The $\pi$ estimator for the *mean* of a finite population\index{Population!finite population}\index{Population mean}, $\bar{z}$, is simply the $\pi$ estimator for the total, divided by the total number of units in the population, $N$:
\begin{equation}
\hat{\bar{z}}_{\pi}=\frac{1}{N} \sum_{k \in \mathcal{S}} \frac{1}{\pi_k}z_k \;.
(\#eq:HTMean)
\end{equation}
For infinite populations discretised by a finite set of points, the same estimator can be used.
For infinite populations, the population total can be estimated by multiplying the estimated population mean by the area of the population $A$:
\begin{equation}
\hat{t}_{\pi}(z)=A \hat{\bar{z}}_{\pi} \;.
(\#eq:HTTotalinfinite)
\end{equation}
The $\pi$ estimator can be worked out for the different types of sampling design listed above by inserting the inclusion probabilities as determined by the sampling design. For simple random sampling, this leads to the unweighted sample mean (see Chapter \@ref(SI)), and for stratified simple random sampling the $\pi$ estimator is equal to the weighted sum of the sample means per stratum, with weights equal to the relative size of the strata (see Chapter \@ref(STSI)).

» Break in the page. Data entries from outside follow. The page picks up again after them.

PR #2471, opened 2024-07-08
fix(iroh-docs): Add `flush_store` and use it to make sure the default author is persisted

### LINKED ISSUE #2462: bug: "The default author is missing from the docs store, to recover delete the file [...]"
We get this bug in a bunch of places.
Here's a report from @azzamsa in discord:

> Hi, 👋🏻 
>
> 
> If I run this code over and over, I don't get any errors.
> 
> ```rust
>     let storage_path = Path::new(env!("HOME"))
>         .join(".local")
>         .join("share")
>         .join("todos-iroh");
>     let config_path = storage_path.join("todos.cfg");
> 
>     // Initialize node
>     let node = Node::persistent(&storage_path).await?.spawn().await?;
>     let author = node.authors().default().await?;
>     dbg!(&author);
> ```
> 
> but the time I add a logic to load previously created document, I always get `Error: The default author is missing from the docs store. To recover, delete the file /home/user/.local/share/todos-iroh/default-author. Then iroh will create a new default author.`
> 
> ```rust
> async fn init_repo() -> Result<(), crate::Error> {
>     let storage_path = Path::new(env!("HOME"))
>         .join(".local")
>         .join("share")
>         .join("todos-iroh");
>     let config_path = storage_path.join("todos.cfg");
> 
>     // Initialize node
>     let node = Node::persistent(&storage_path).await?.spawn().await?;
>     let author = node.authors().default().await?;
>     dbg!(&author);
> 
>     // Get previous document id
>     let document = match config_path.exists() {
>         true => {
>             println!("Using previous config.");
>             let document_id = fs::read_to_string(config_path)?;
>             let document = node
>                 .client()
>                 .docs()
>                 .open(NamespaceId::from_str(&document_id)?)
>                 .await?;
>             document.expect("can't find document")
>         }
>         false => {
>             println!("Creating new config.");
>             let document = node.client().docs().create().await?;
>             let document_id = document.id().to_string();
>             fs::write(config_path, document_id)?;
>             document
>         }
>     };
> 
>     Ok(())
> }
> ```

There are a bunch of failures in our [Flaky CI tests](https://github.com/n0-computer/iroh/actions/runs/9804155922/job/27071450440) that reproduce this:

> ```
> --- STDOUT:              iroh-cli::cli cli_rpc_lock_restart ---
> 
> running 1 test
> start
> |Iroh is running
> |Node ID: soubiinn7jdejlljcmled4i3s4n7znm4krpgoztjzo3hy4l7jb5q
> killing process
> restart
> |Error: The default author is missing from the docs store. To recover, delete the file `/root/actions-runner/_work/iroh/iroh/target/testdir-0/cli/cli_rpc_lock_restart/data-dir/default-author`. Then iroh will create a new default author.
> Expected 1 matches for regex: Iroh is running
> test cli_rpc_lock_restart ... FAILED
> 
> failures:
> 
> failures:
>     cli_rpc_lock_restart
> 
> test result: FAILED. 0 passed; 1 failed; 0 ignored; 0 measured; 10 filtered out; finished in 4.67s
> ```

matheus23:
## Description

- Add a `flush_store` function to the docs actor/handle
- Use `docs_store.flush_store().await?` before persisting the default author ID file

There's two pieces of data related to the default author:
- The default author ID file
- The actual default author (the secret key) in redb

The code to store these two pieces of data looked like this:
```rust
docs_store.import_author(author).await?;
self.persist(author_id).await?;
```
So it would *look* like we make sure the author is stored before we store the file (which is basically just a reference to the author in the DB).

However, `import_author` is somewhat lazy, because it batches operations together in a bigger transaction.
The store would *actually* only get flushed in e.g. `shutdown`. So most of the time, the actual persisting of the author would happen *after* the call to `self.persist`.

If you wait for `shutdown` every time, it's all good, because that'll call `flush`. If not, then there will be some issues.

---

The fix in this PR is to introduce a `flush_store` function so we can use it after `import_author` to make sure it's actually flushed before we `self.persist(author_id)`.

## Breaking Changes

None. Only an addition: `iroh-docs::actor::SyncHandle::flush_store`.

## Notes & open questions

There might still be something wrong with `shutdown` not running correctly, but IMO this is an improvement regardless.

Closes #2462 

## Change checklist

- [X] Self-review.
- ~~[ ] Tests if relevant.~~

### DIFF
--- a/iroh-docs/src/actor.rs
+++ b/iroh-docs/src/actor.rs
@@ -71,6 +71,11 @@ enum Action {
         #[debug("reply")]
         reply: oneshot::Sender<Result<ContentHashesIterator>>,
     },
+    #[display("FlushStore")]
+    FlushStore {
+        #[debug("reply")]
+        reply: oneshot::Sender<Result<()>>,
+    },
     #[display("Replica({}, {})", _0.fmt_short(), _1)]
     Replica(NamespaceId, ReplicaAction),
     #[display("Shutdown")]
@@ -542,6 +547,12 @@ impl SyncHandle {
         rx.await?
     }
 
+    pub async fn flush_store(&self) -> Result<()> {
+        let (reply, rx) = oneshot::channel();
+        self.send(Action::FlushStore { reply }).await?;
+        rx.await?
+    }
+
     async fn send(&self, action: Action) -> Result<()> {
         self.tx
             .send_async(action)
@@ -675,6 +686,7 @@ impl Actor {
             Action::ContentHashes { reply } => {
                 send_reply_with(reply, self, |this| this.store.content_hashes())
             }
+            Action::FlushStore { reply } => send_reply(reply, self.store.flush()),
             Action::Replica(namespace, action) => self.on_replica_action(namespace, action),
         }
     }
--- a/iroh-docs/src/actor.rs
+++ b/iroh-docs/src/actor.rs
@@ -547,6 +547,15 @@ impl SyncHandle {
         rx.await?
     }
 
+    /// Makes sure that all pending database operations are persisted to disk.
+    ///
+    /// Otherwise, database operations are batched into bigger transactions for speed.
+    /// Use this if you need to make sure something is written to the database
+    /// before another operation, e.g. to make sure sudden process exits don't corrupt
+    /// your application state.
+    ///
+    /// It's not necessary to call this function before shutdown, as `shutdown` will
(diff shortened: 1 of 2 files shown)


matheus23:
Before this PR, the `cli_rpc_lock_restart` test would fail "reliably".
After this PR, it runs fine locally.
It may still be flaky. I don't know. But at least it's not "broken for sure".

## Hansen-Hurwitz estimator
In sampling finite populations, units can be selected with or without replacement. In sampling with replacement after each draw the selected unit is replaced. As a consequence, a unit can be selected more than once. Sampling with replacement is less efficient than sampling without replacement. If a population unit is selected in a given draw, there is no additional information in this unit if it is selected again. One reason that sampling with replacement\index{Sampling with replacement} is still used is that it is easier to implement.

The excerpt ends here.